Part of what was needed, she said, is an understanding of the future needs for funding the creation, operation and maintenance of capital assets. The point of the process was to align the municipality’s financial capacity with its long-term service objectives.

Van Keimpema said each department at the Town has worked to develop future plans, and those plans provide detail for the financial plan as well. She said it helps the finance department and council develop an understanding of the 10-year capital needs, how much money is available and the gap between those two figures.

“Once we knew the gap, we brainstormed solutions,” she said, adding they are included in the report.

The strategy does not include contingency funding, money for unplanned emergent events or new capital financial demands not contained in current municipal plans.

The strategy contains projections of funding shortfalls for the 10-year capital plan of $30.5 million. That means everything the municipality wants and plans to do in the next decade would require an additional $30.5 million from as yet to be identified funding sources in order to proceed.

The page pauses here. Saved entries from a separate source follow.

PR #125, opened 2023-12-06
Word cloud generator 2

khalford:
Made changes from old PR: https://github.com/stfc/SCD-OpenStack-Utils/pull/91


anish-mudaraddi (approved):
This really needs improvement - particularly the tests need to be changed to pytest - but it works now so I'm not going to make you rewrite this :)

PR #128, opened 2024-02-02
ENH: Add monitoring script to collect information about VMs in different states

meoflynn:
Adds a new script for collecting information about VMs in different states with unit tests


MonitoringTools/usr/local/bin/collect_vm_stats.py
```diff
@@ -0,0 +1,121 @@
...
+    server_obj = conn.compute.servers(
+        details=False, all_projects=True, limit=10000, status="SHUTOFF"
+    )
+    # get number of items in generator object
+    instance_list = list(server_obj)
+    instance_shutoff = len(instance_list)
+    return instance_shutoff
+
+
+def collect_stats(cloud, prod):
```
anish-mudaraddi, line 82: NIT: make name clearer
```suggestion
def get_all_server_statuses(cloud, prod):
```

MonitoringTools/usr/local/bin/collect_vm_stats.py
```diff
@@ -0,0 +1,121 @@
...
+    """
+    Collects the stats for vms and returns a dict
+    :param cloud: OpenStack Cloud connection
+    :param prod: Boolean to determine whether Prod or Dev Cloud used
+    :return: A comma separated string containing VM states.
+    """
+    # raise error if cloud connection not given
+    if not cloud:
+        raise ValueError("An OpenStack Connection is required")
```
anish-mudaraddi, line 91: I would suggest passing the cloud `instance` ("prod" or "dev") as a parameter to this function and try to create the cloud connection object here instead


refactor the function like so. 
```python
def get_all_server_statuses(instance: str) -> str:
    ...
    conn = openstack.connect(instance)
    ... 
    return f"VMStats,instance={instance.capitalize()} totalVM={total_vms}i,activeVM={active_vms}i,buildVM={build_vms}i,errorVM={error_vms}i,shutoffVM={shutoff_vms}i"
```

this ties in with how you can incorporate the helper functions I wrote - which will post the data to influxdb

MonitoringTools/usr/local/bin/collect_vm_stats.py
```diff
@@ -0,0 +1,121 @@
...
+        cloud_env = "PreProd"
+
+    vm_stats = f"VMStats, instance={cloud_env} totalVM={total_vms}i,activeVM={active_vms}i,buildVM={build_vms}i,errorVM={error_vms}i,shutoffVM={shutoff_vms}i"
+
+    return vm_stats
+
+
+if __name__ == "__main__":
+    cloud_conn = openstack.connect(cloud="openstack")
+    print(collect_stats(cloud_conn, prod=False))
```
anish-mudaraddi, line 121: you'll want to change this. 

create a main function like so 
```python
def main(user_args: List):
   influxdb_args = parse_args(user_args, description="Get All VM Statuses")
   run_scrape(influxdb_args, get_all_server_statuses)

if __name__ == "__main__":
    main(sys.argv[1:])

```
This way we can run the script like so: 
`python3 collect_vm_stats.py /path/to/influxdb.conf` 

and it will automatically post to influx.

anish-mudaraddi (changes requested):
I haven't looked through your tests yet - but I've made comments on how you can use the stuff I already wrote to automatically post to influxdb

anish-mudaraddi:
Also you'll want to move your test file into the tests folder `/MonitoringScripts/tests` so the CI/CD will run them

khalford (changes requested):
Looks good. Just a few comments

anish-mudaraddi:
fixed a bug and added tests for prod. 
I'm not going for full test coverage for `run_server_query` because this functionality is replicated with the query library. 
and we will eventually move these scripts to stackstorm or get them using the query library, so we won't need to bugfix pagination problems

khalford (approved):

anish-mudaraddi (approved):

PR #130, opened 2024-02-09
BUG: fix various bugs with influxdb monitoring scripts

anish-mudaraddi:
slottifier now only selects hvs with matching storagetype and hosttype to calculate slots on

fix data string formatting for `service_status_to_influx.py` script


khalford (approved):
LGTM

DavidFair (approved):

PR #131, opened 2024-02-12
BUG: fix bugs with service-status-to-influx script

anish-mudaraddi:
update script to latest version on prod
fix not adding statustext to hv when nova-compute service found


Protabs (approved):

khalford (approved):
LGTM

PR #132, opened 2024-02-26
AQ network bug

khalford:
VMs not created on the Internal network are binned off by Rabbit. This fix allows Rabbit to check if they are also in the services subnet.


OpenStack-Rabbit-Consumer/rabbit_consumer/openstack_api.py
```diff
@@ -71,8 +71,10 @@ def get_server_networks(vm_data: VmData) -> List[OpenstackAddress]:
...
     """
     server = get_server_details(vm_data)
-    if "Internal" not in server.addresses:
-        logger.warning("No internal network found for server %s", server.name)
+    if "Internal" not in server.addresses and "Services" not in server.addresses:
+        logger.warning(
+            "No internal or services network found for server %s", server.name
+        )
         return []
     return OpenstackAddress.get_internal_networks(server.addresses)
```
meoflynn, line 79: We may need another method (like `get_service_networks`) to handle a server address that has a Services network

meoflynn (changes requested):

OpenStack-Rabbit-Consumer/tests/test_openstack_api.py
```diff
@@ -125,7 +123,21 @@ def test_get_server_networks(address, server_details, vm_data):
...
+    address.get_services_networks.assert_called_once_with(
+        server_details.return_value.addresses
+    )
+
+
+@patch("rabbit_consumer.openstack_api.get_server_details")
+def test_get_server_networks_no_network(server_details, vm_data):
     """
     Tests that an empty list is returned when there are no internal networks
     """
```
meoflynn, line 143: Does this test also cover the case when there are no internal and no services networks?

khalford: Yes it does cover that, I've removed the public network placeholder from the dictionary so it is more clear

meoflynn (dismissed):

meoflynn:
Looks good to me, although one of the github actions check seems to have failed and needs to be fixed first

DavidFair (approved):
LGTM, and the tests are significantly better than they were before

meoflynn (approved):

PR #135, opened 2024-03-12
ENH: Initial commit

khalford:
Created a Python script to remove the human error from manipulating SSL certificates.  The script will reverse the chain order of an SSL certificate and if you want , it can add the private key to the top of the chain.


anish-mudaraddi (approved):
Great work! Code is nice and readable! :+1:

“It is hard to plan when you do not know what a significant revenue source might be,” she said. “That is a projected funding gap if we continue to do everything we said we would in our plans.

“Current available funding sources will not support all identified capital projects, not to mention anything unidentified or new initiatives.”

Councillor Sean Krausert noted the long-term strategy sets out what would be expected if no actions were taken, but the plan and council’s annual budgeting processes means officials are working yearly to make financially sustainable decisions. He also said the funding gap identified is for every project identified on a wish list, which can and would be changed each year by council.

“This is without any triage or removing any projects and programs from the wishlist,” Krausert said. “If we funded them all, this is what would happen if all the assumptions are correct.

“This (long-term financial strategy) is putting into works what we have been feeling and what we have wanted to do over the last few years.

Another factor high up on council’s list of priorities in relation to the budget is debt management. The long-term strategy sets out that by 2023 the Town’s debt limit (legislated through the Municipal Government Act and tied to a community’s prior year’s revenue levels) would hit a low of 54 per cent, and then begin to climb back up, as at the same time reserves would also be depleted, without changes to how they are funded as well.

Van Keimpema said Canmore is not the only municipality looking at its financial future and realizing there aren’t enough diverse sources of funding to achieve its goals.

Municipalities, she said, have few funding sources, with the primary source of revenues coming from property taxes.

There are also grant funds that flow through the province and federal governments, specifically Municipal Sustainability Initiative annual funding from Alberta and gas tax funds each year from the Feds. Yet those are also uncertain on a year-to-year basis.

“We do not know what will happen to grant funding, so we are sensitive to changes,” Van Keimpema said.

But Canmore is unique from other communities in the level of spending the municipality has to undertake on an annual basis to support a tourism-based economy. Those costs do not apply to all municipalities, and Canmore is unsupported by provincial and federal levels of government in addressing the issue, along with Towns like Banff and Jasper.

There are also considerations for the long term repair and maintenance of current and new infrastructure the municipality owns – which can be calculated as a contribution to reserves annually as well.

Van Keimpema said the work on the long term asset management plan would continue, based on the financial strategy and other policies developed and approved by council this year. Once that work is completed, the long-term strategy would also be updated to reflect what costs repair and maintenance of all Canmore’s assets would cost into the future.